The same goes for the gain of the transistor, which could be anywhere between 100 and 300, and the Zener has a 5% tolerance to if it has an 'A' after the part number, or 10% without the 'A'. You could replace R2 and R3 with trimpots so that you can precisely tune the current of each sink. This way, you could plug in a load and adjust the trimpots until you have exactly the current that you want. The best way to do this is with a resistor, and a value of 100Ω should allow enough current at a 5V test voltage for any LEDs.
You would need a multimeter to do this, however, connected in series and with the dial set to measure current. Connect the red probe to the junction of D1 and R1, and the black probe to the end of the test resistor. The other end of the test resistor goes to the collector of Q1. In other words, the test resistor replaces the LED for this task. Then, you can swap the probes over on the power supply to reverse the polarity, and repeat in the equivalent locations on the other half of the circuit. To connect the trimpot, connect one end to the wiper in the middle, and use this as one common terminal to connect to the emitter of the transistor. The other end goes to the 'ground' rail for whichever half of the circuit you're changing. In other words, connect the wiper to one end of the trimpot to make it a two-lead device, then replace R2 or R3 with it.
Another place the circuit can vary is the value of R1 and R4. If you know you will never be using this circuit at 36V, then you can reduce the 2.4kΩ value of these two resistors to get better regulation on the Zener. If you have not read the 'How It Works' section, there is some important information there about these resistor values. Keep in mind that the Zener can dissipate 1W of power, so look at the Ohm's Law and Power triangles in that section and make sure you calculate first whether the Zener can tolerate the current a given resistor value will give it, and that the resistor can dissipate that much power and the voltage and current you need.

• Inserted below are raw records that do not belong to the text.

PR #2898, opened 2024-08-20
fix(authz): error after failed submission

Kinplemelon:
https://emqx.atlassian.net/browse/ED-1547

### DIFF
--- a/src/views/Auth/components/AuthzManager.vue
+++ b/src/views/Auth/components/AuthzManager.vue
@@ -260,7 +260,7 @@ import {
   updateBuiltInDatabaseData,
   updateAllBuiltInDatabaseData,
 } from '@/api/auth'
-import _ from 'lodash'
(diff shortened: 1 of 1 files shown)


emqxqa:
[TestExecution](https://emqx.atlassian.net/browse/QA-3602)

src/views/Auth/components/AuthzManager.vue
```diff
@@ -260,7 +260,7 @@ import {
   updateBuiltInDatabaseData,
   updateAllBuiltInDatabaseData,
 } from '@/api/auth'
-import _ from 'lodash'
+import _, { cloneDeep } from 'lodash'
```
ysfscream, line 263: Keep styles. If any place uses the `_.xxx` function, only replace to use the `xxx`.

ysfscream (approved):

The circuit works as-is but if you want to keep this as a test tool, it would benefit from being more permanent. It will be more reliable that way, and last longer. You can get solder versions of these breadboards which are hole-for-hole copies of the plastic prototyping boards we use in Kids' Basics. However, you will need soldering skills or the help of an adult who can solder. This image shows one such board that we drew on with marker to show where the rails and rows are. This is the kind of thing you'll need to make this circuit permanent. Because they're hole-for-hole the same, you can just transfer the circuit straight over. You can even solder the same wire links used in the plastic version!